When North Vietnam came under communist control in 1954, Nguyen’s parents fled to the south, where he was born in 1971. Four years later, when Saigon fell, his family fled again, this time to the U.S. If Americans today remember the Vietnam War at all, Nguyen said, it’s through American memories, American stories and the Hollywood version. In this sense, the Vietnamese “have always been the background to the American drama,” he said. (He was on set for the filming of the fake movie within the show, “The Hamlet,” which he said felt absurdly meta.)
“The Sympathizer” was published in 2015 — almost nine years ago exactly — and it took almost five years to sign a deal for the series. When executive producer Niv Fichman finally optioned the book, and it was on its way to becoming a show, some of Nguyen’s prerequisites were that the production would seek out Vietnamese actors, and that as much Vietnamese would be spoken as possible. Putting those faces and voices in front of viewers for seven hours, he said, “has an emotional and visceral and entertaining impact that shouldn’t be underestimated.”

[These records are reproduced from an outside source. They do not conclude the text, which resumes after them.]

PR #522, opened 2026-08-19
CI: the bats install survives a hung apt mirror — 90s per call, two retries

henrypinkard:
A hung apt mirror eats the bats job's entire 35-minute time-box: the job sits on "Install bats + tmux (Linux)" until the box cancels it, and the PR needs a manual rerun. It happened to three PRs on 2026-08-19 alone.

Every apt call now runs under `timeout 90` with two retries (a fresh attempt usually lands on a healthy mirror) and a 6-minute step-level box as the backstop. A bad mirror now costs seconds and self-heals; a genuinely broken runner fails fast instead of silently burning 35 minutes.

This PR's own bats job exercises the changed step.

### DIFF
--- a/.github/workflows/ci.yml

History, for Nguyen, is a continuity. He was working on the book between 2011 and 2013, when the U.S. was fighting wars in Iraq and Afghanistan. While he was writing about the reeducation camp, he was drawing from ’60s CIA torture manuals and thinking about the U.S. torture and prisoner abuse in Abu Ghraib. If anything, he thinks “The Sympathizer” is even more relevant now than at the time of its publication — if you can understand it as more than just a Vietnam War story.
“If part of the point of the TV series is that wars don’t end simply because we say they do, that they continue,” Nguyen said, “then in fact, all the contradictions of American history that have driven Americans from settler colonization to the Vietnam War, have driven us onwards to support Israel in its war on Gaza as well.” (Nguyen has been very publicly vocal about his support for Palestinians in Gaza in recent months.)
The series artfully translates pages and pages of tortured interior monologue in a way that’s deeply compelling onscreen. The ending, like its protagonist, is bruised and battered, but hopeful.
“I feel like the message of the show is: We all contain these internal contradictions, but we can survive them,” said McKellar. “We can persevere. We have no choice. If you look at Vietnam and the people of Vietnam, they have survived, and very well, in fact. So it has to be optimistic.”